Here’s what I propose in a recent article: courts confronted with these disputes should announce a new right to recover for the harms borne of reproductive negligence. This judge-made right to procreation isn’t as radical an idea as it seems. Indeed, courts have announced new protections like this before, in response to similar transformations in technology and culture.
The most celebrated example is the right to privacy. For most of American history, our legal system didn’t regulate or remedy the unconsented exposure of people’s secrets. The 1884 introduction of handheld Kodaks, however, fueled media sensationalism that risked making people’s private moments public. By the 1930s, courts in most states recognized the right to privacy that allowed Hulk Hogan to sue Gawker for publishing his sex tapes.

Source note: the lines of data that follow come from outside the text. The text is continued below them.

PR #20029, opened 2024-11-27
feat: Add `drop_nans` method to DataFrame and LazyFrame

alexander-beedie:
API consistency: we already have `drop_nans` exposed on both `Series` and `Expr`, but were missing it at the frame-level. 

This is a useful one as there are many vectors by which we might be exposed to NaN values, especially when consuming the results of upstream numerical computation, so it's beneficial to provide a first-class method (while the first thought for NaN may be Pandas, in quant finance it's equally likely to be compute).

Slightly optimised over `drop_nulls` as it only has to consider floating point cols.

## Example

```python
import polars.selectors as cs
import polars as pl

df = pl.DataFrame(
  {
    "a": [1.0, float("nan"), 3.0, 4.0],
    "b": ["hello", "foo", "world", "bar"],
    "c": [-90.5, 25.0, 0.0, float("nan")],
  },
  schema_overrides={"a": pl.Float32, "c": pl.Float64},
)
# shape: (4, 3)
# ┌─────┬───────┬───────┐
# │ a   ┆ b     ┆ c     │
# │ --- ┆ ---   ┆ ---   │
# │ f32 ┆ str   ┆ f64   │
# ╞═════╪═══════╪═══════╡
# │ 1.0 ┆ hello ┆ -90.5 │
# │ NaN ┆ foo   ┆ 25.0  │
# │ 3.0 ┆ world ┆ 0.0   │
# │ 4.0 ┆ bar   ┆ NaN   │
# └─────┴───────┴───────┘
```
**Default:**
* _Drop rows when NaN value found in **any** float column_
  ```python
  df.drop_nans()
  # ┌─────┬───────┬───────┐
  # │ a   ┆ b     ┆ c     │
  # │ --- ┆ ---   ┆ ---   │
  # │ f32 ┆ str   ┆ f64   │
  # ╞═════╪═══════╪═══════╡
  # │ 1.0 ┆ hello ┆ -90.5 │
  # │ 3.0 ┆ world ┆ 0.0   │
  # └─────┴───────┴───────┘
  ```
**Subset:**
* _Drop rows when NaN value found in one or more **specific** columns_
  ```python
  df.drop_nans(subset=["a"])
  # shape: (3, 3)
  # ┌─────┬───────┬───────┐
  # │ a   ┆ b     ┆ c     │
  # │ --- ┆ ---   ┆ ---   │
  # │ f32 ┆ str   ┆ f64   │
  # ╞═════╪═══════╪═══════╡
  # │ 1.0 ┆ hello ┆ -90.5 │
  # │ 3.0 ┆ world ┆ 0.0   │
  # │ 4.0 ┆ bar   ┆ NaN   │
  # └─────┴───────┴───────┘
  ```
* _Drop rows when NaN value found in any columns matching a selector_
  ```python
  df.drop_nans(subset=cs.ends_with("c"))
  # shape: (3, 3)
  # ┌─────┬───────┬───────┐
  # │ a   ┆ b     ┆ c     │
  # │ --- ┆ ---   ┆ ---   │
  # │ f32 ┆ str   ┆ f64   │
  # ╞═════╪═══════╪═══════╡
  # │ 1.0 ┆ hello ┆ -90.5 │
  # │ NaN ┆ foo   ┆ 25.0  │
  # │ 3.0 ┆ world ┆ 0.0   │
  # └─────┴───────┴───────┘
  ```

### DIFF
--- a/crates/polars-core/src/series/mod.rs
+++ b/crates/polars-core/src/series/mod.rs
@@ -553,7 +553,7 @@ impl Series {
         }
     }
 
-    /// Check if float value is NaN (note this is different than missing/ null)
+    /// Check if float value is NaN (note this is different than missing/null)
     pub fn is_not_nan(&self) -> PolarsResult<BooleanChunked> {
         match self.dtype() {
             DataType::Float32 => Ok(self.f32().unwrap().is_not_nan()),
--- a/crates/polars-lazy/src/frame/mod.rs
+++ b/crates/polars-lazy/src/frame/mod.rs
@@ -1663,7 +1663,17 @@ impl LazyFrame {
         Self::from_logical_plan(lp, opt_state)
     }
 
-    /// Drop rows containing None.
+    /// Drop rows containing one or more NaN values.
+    ///
+    /// `subset` is an optional `Vec` of column names to consider for NaNs; if None, all
+    /// floating point columns are considered.
+    pub fn drop_nans(self, subset: Option<Vec<Expr>>) -> LazyFrame {
+        let opt_state = self.get_opt_state();
+        let lp = self.get_plan_builder().drop_nans(subset).build();
+        Self::from_logical_plan(lp, opt_state)
+    }
+
+    /// Drop rows containing one or more None values.
     ///
     /// `subset` is an optional `Vec` of column names to consider for nulls; if None, all
     /// columns are considered.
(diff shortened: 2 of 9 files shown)


ritchie46:
Promise that we never discuss drop_(inf)inite, then. ;)

alexander-beedie:
> Promise that we never discuss drop_(inf)inite, then. ;)

As long as we never expose them on Series and Expr (which we haven't) you're safe 🤣

alexander-beedie:
> docs entries. :)

 🤦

Today, a similar story might be told about wrongfully thwarted plans for procreation. Just as incursions by the snap camera and penny press placed privacy interests in sharp relief, prenatal misdiagnosis bring to fuller expression the human significance and rich complexity of interests in procreation.
The best way for courts to think about this new right is in terms of whether professional wrongdoing (1) imposes unwanted procreation, (2) deprives wanted procreation, or (3) confounds plans either to have or to avoid having offspring, not just of any type, but with traits that parents project would make their experience of raising a child more worthwhile or less gratifying.
Recovery in all three categories — procreation imposed, deprived and confounded — face the difficult problem of how to determine dollar awards for intangible losses. Arbitrary and excessive compensation risk unfairly disadvantaging reproductive professionals and restricting access to the valuable services they provide.
Juries are capable of sorting out damage amounts for reproductive harms in systematic ways. The injuries borne of professional mistakes in procreation are not so much more complex or intangible than the kind for which juries already determine awards for harms like the denied choices in deprivations of informed consent or the shattered trust in breaches of fiduciary duty.
And juries needn’t be left to make these determinations without guidance. They should be instructed to quantify damages as a function of two factors. The first is the severity of injuries to reproductive interests in a given case: the more severe those injuries, the greater the level of compensation. Flexible award ranges for injuries like imposed pregnancy or deprived parenthood could guide juries in these decisions like the sentencing guidelines prescribe for varying types and levels of criminal offenses.
Second, damages should also account for the extent to which some force other than professional misconduct is responsible for having caused that injury. This latter prong would reduce awards, for example, where negligence imposes procreation, in proportion to the role of user error, independent of contraceptive malfunction; where negligence deprives procreation, in proportion to the role of patient infertility, beyond embryo destruction; and where it confounds procreation, to uncertainty in genetic testing, apart from its substandard execution.
Many will worry that this right might reinforce exacting exercises of control over offspring traits or legitimate divisive ideals, for example, that children of certain kinds are less worthy than others, or that families ought to be set apart by race.
Where the law weighs in on conflicts about selective procreation, it should give voice to the conflicting sentiments that pervade it. But these concerns don’t justify categorically treating professional misconduct in procreation as a vicissitude of life no different from a spontaneous miscarriage or roll of the genetic dice. These transgressions are wrongs in need of a right.